Diagnostic and Responsive
The teacher uses student response patterns, diagnostic skill surveys, and progress monitoring assessments to adjust instructional goals, pacing, presentation, and amount of practice given within the lesson framework. The teacher monitors progress through observation and brief quizzes that measure retention of what has been taught. Lessons are modified accordingly.
Multilinguistic
The layers and systems of language comprise the content of lessons. A comprehensive lesson will address and weave these together, like the strands of the reading rope. The reason for including all layers of language is to deepen lexical knowledge and grammatical knowledge and thereby foster more fluent processing of print.
- Phoneme awareness. Until students are proficient readers and competent spellers, lessons should include activities designed to sharpen awareness of individual speech sounds, syllable stress patterns, and advanced phoneme manipulation. These are independent of, but connected to, print-based activities.
- Sound–symbol (phoneme–grapheme) correspondences for reading and spelling. Approximately 75 to 90 phoneme–grapheme correspondences are frequent enough that they can be directly taught and practiced, over a period of 1 to 3 years.
- Orthographic patterns and conventions, beyond predictable phoneme– grapheme relationships. Spellings such as –ck, –tch, and –dge after short vowels, or the constraints on letters v and j, should be taught. Familiarity with the six basic types of written syllables helps students decode and spell vowel sounds: closed (com, mand), open (me, no), vowel-consonant-e (take, plate), vowel team (vow, mean), vowel-r combinations (car, port), and the final consonant-le pattern (lit-tle, hum-ble).
- Morphology. The consistent and stable spellings of morphemes, including prefixes, roots, base words, and suffixes, provide keys for word reading, vocabulary, and spelling. Instruction in morphology can be linked to words’ grammatical roles and language of origin, in cases where that information will help explain why words are spelled the way they are.
- Syntax. The study of syntax helps students understand and express meaning in relation to word order and sentence structure. It includes understanding parts of speech and conventions of grammar and word use. Lessons include interpretation and formulation of simple, compound, and complex sentences, and manipulation of phrases and clauses in sentence construction.
- Semantics.

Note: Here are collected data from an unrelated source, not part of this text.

PR #28, opened 2020-03-26
Creates new stream connection when an address is in the "neighbours" list

nkcr:
Now instead of always asking the orchestrator to relay messages, each server has a routing table and a "mesh" list, which is a list of server it must create a connection to. The routing table tells a server that doesn't have a direct connection to a peer which peer it can contact to relay that message.

I also implemented an optional way of saving all the trafic in a server. This is convenient in the tests to check that everything went well. It also provides interesting insights on how things work.


go.mod
```diff
@@ -8,7 +8,9 @@ require (
 	github.com/rs/zerolog v1.18.0
 	github.com/stretchr/testify v1.5.1
 	go.dedis.ch/kyber/v3 v3.0.12
+	golang.org/x/lint v0.0.0-20190313153728-d0100b6bd8b3 // indirect
```
Gilthoniel: Do those lines disappear with a `go mod tidy` ? My Go tools remove them all the time but I'm using 1.14 so they might have change something from 1.13

mino/minogrpc/mod.go
```diff
@@ -129,11 +129,11 @@ func (m Minogrpc) MakeRPC(name string, h mino.Handler) (mino.RPC, error) {
 	URI := fmt.Sprintf("%s/%s", m.namespace, name)
 	rpc := RPC{
 		handler: h,
-		srv:     m.server,
+		srv:     &m.server,
```
Gilthoniel: Should the server also be a pointer in the struct ?

mino/minogrpc/overlay.go
```diff
@@ -134,12 +171,12 @@ func (o overlayService) Stream(stream Overlay_StreamServer) error {
 			receiver.in <- msg
 		}
 	}()
-
+	o.handlerRcvr[apiURI[0]] = receiver
```
Gilthoniel: I don't think this should exist. Everything should happen in the handler.Stream function.

mino/minogrpc/server.go
```diff
@@ -149,25 +159,37 @@ func (rpc RPC) Stream(ctx context.Context,
...
 	}
 
 	// Creating a stream for each provided addr
 	for i := 0; players.AddressIterator().HasNext(); i++ {
 		addr := players.AddressIterator().GetNext()
 
-		clientConn, err := rpc.srv.getConnection(addr.String())
+		peer, ok := rpc.srv.neighbours[addr.String()]
+		if !ok {
+			err := xerrors.Errorf("addr '%s' not is our list of neighbours", addr)
```
Gilthoniel: You probably mean something else.

mino/minogrpc/server.go
```diff
@@ -441,50 +463,59 @@ func (s sender) Send(msg proto.Message, addrs ...mino.Address) <-chan error {
...
+		if neighbourFound {
+			clientConn, err := getConnection(addr.String(), peer, *s.srvCert)
+			if err != nil {
+				return xerrors.Errorf("failed to create new client in send: %v", err)
+			}
+			cl := NewOverlayClient(clientConn)
 
-		fabric.Logger.Trace().Msgf("sending back a message that must be "+
-			"relayed. From '%s', To '%s'", s.address.String(), addr.String())
+			header := metadata.New(map[string]string{headerURIKey: "blabla"})
```
Gilthoniel: What is this _blabla_ ?

mino/minogrpc/overlay.go
Gilthoniel: After reading, this should definitely be removed because a _Receiver_ is only an instance provided to the Stream handler, but it *must not* be transmitted. It has a given context and should close when this context is over. The same api URI must be able to manage several stream requests.

mino/minogrpc/overlay.go
```diff
@@ -17,7 +18,19 @@ import (
 // Server.Handlers, which is updated each time the makeRPC function is called.
 type overlayService struct {
 	handlers map[string]mino.Handler
-	addr     address
+	// this one is used when we open a new connexion on an existing RPC stream.
+	// In that case we must use the already existing receiver for this RPC.
+	handlerRcvr map[string]receiver
```
Gilthoniel: As mentionned below, this field should not exist.

mino/minogrpc/overlay.go
```diff
@@ -89,35 +102,59 @@ func (o overlayService) Stream(stream Overlay_StreamServer) error {
 			"header. Expected 1, found %d", len(apiURI))
 	}
 
+	rcvr, ok := o.handlerRcvr[apiURI[0]]
+	if ok {
+		go func() {
```
Gilthoniel: This logic should be separated from the receiver. A receiver transmits the message addressed to the node, it announces the end of the stream, etc .. Everything that a client should know.

This logic is to relay a message to a different node which is a totally different meaning.

mino/minogrpc/server.go
```diff
@@ -513,9 +545,11 @@ func sendSingle(s sender, msg proto.Message, addr mino.Address) error {
 
 // receiver implements mino.receiver
 type receiver struct {
-	errs chan error
-	in   chan *OverlayMsg
-	name string
+	errs    chan error
+	in      chan *OverlayMsg
+	name    string
+	stop    chan interface{}
```
Gilthoniel: The general advice is to use `chan struct{}` when you don't care about the type.

go.mod
nkcr: Updating from 1.12 to 1.14 solved the problem 👍

nkcr:
@Gilthoniel made the changes as discussed. You may want to first have a look at this test in order to check the logic:
https://github.com/dedis/fabric/blob/dfc4afe8f03e7d1721fb6e384dbe8bb107bbb7b6/mino/minogrpc/server_test.go#L962

mino/minogrpc/server_test.go
```diff
@@ -785,6 +790,327 @@ func TestRPC_MultipleRing_Stream(t *testing.T) {
...
+	require.Equal(t, "dummy_value_"+identifier2, msgs[1])
+	require.Equal(t, "dummy_value_"+identifier3, msgs[2])
+	require.Equal(t, "dummy_value_"+identifier4, msgs[3])
+
+	// fmt.Println("server1: " + server1.traffic.String())
+	// fmt.Println("server2: " + server2.traffic.String())
+	// fmt.Println("server3: " + server3.traffic.String())
+	// fmt.Println("server4: " + server4.traffic.String())
+
+	// // traffic of server 1
```
Gilthoniel: You forgot to uncomment ?

mino/minogrpc/traffic.go
```diff
@@ -0,0 +1,82 @@
...
+}
+
+type item struct {
+	typeStr string
+	addr    mino.Address
+	msg     proto.Message
+	context string
+}
+
+func (p item) String() string {
```
Gilthoniel: Could we define the `String` function to be a debug/log function that is minimalistic and one-liner (because `%v` is using it) and define a `Display(io.Writer)` function (in encoding for instance) that displays all the details like below ? So you can simply do `item.Display(os.Stdout)` ?

mino/minogrpc/server_test.go
```diff
@@ -968,6 +1293,36 @@ func (m fakeMembership) Len() int {
...
 }
 
+// Handler:
+// implements a handler where the stream sends back the message with its id
+type testMeshHandler struct {
+	mino.UnsupportedHandler
+	addrID string
+}
+
+func (t testMeshHandler) Stream(out mino.Sender, in mino.Receiver) error {
```
Gilthoniel: To make your test easier, you could have a wait group that is done when receiving a message so you don't have to manage the response in the test as you only want to verify that everyone is receiving the message.

Gilthoniel:
@nkcr I don't if the mesh/routing tables are temporary and you planned to improve this later so if that's the case, you can ignore the comments related to it.

nkcr:
Yes the routing/mesh structs are only temporary solutions. I agree this should be done in a *per request* fashion.

mino/minogrpc/overlay.go
```diff
@@ -95,43 +109,106 @@ func (o overlayService) Stream(stream Overlay_StreamServer) error {
 			"of handlers, did you register it?", apiURI[0])
 	}
 
+	rpcID := "server_" + o.addr.String()
```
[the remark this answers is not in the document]
nkcr: thing is the client and its corresponding RPC have the same address. So in this case the client will have "127.0.0.1:2001" and the RPC "server_127.0.0.1:2001".

mino/minogrpc/server_test.go
nkcr: got some trouble with having deterministic behaviour, making checking the logs impossible.
I'm wondering if we should have a flag that disable asynchronous calls: That would allow better testing and debugging.

mino/minogrpc/traffic.go
nkcr: yes, good idea

mino/minogrpc/server_test.go
nkcr: that's a solution. In this case my approach was that checking for a return is harder and tests more logic than only checking clients received the message.

PR #38, opened 2020-04-22
Implements a simple tree networking topology

nkcr:
As discussed, each node gets the list of addresses and computes in a deterministic manner the tree topology.

Tests will follow.


mino/minogrpc/overlay.go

Meaning should be sought and discussed at the word, phrase, sentence, and discourse levels, with teacher modeling and guidance. Even in beginning instruction with simple words, semantic relationships such as multiple meanings can be explored.
To summarize, comprehensive, structured literacy instruction includes time for development of all language skills on which word recognition and language comprehension depend. While foundational skills are being learned, students at all levels can be exposed to many kinds of texts—stories, informational text, poetry, drama, and so forth, even if that text is read aloud to them. Familiarity with academic language will become more important to reading comprehension as a student gains basic reading skills. Reading worthwhile texts that enrich vocabulary and stimulate deep thinking about important ideas is a critical component of any English language arts program.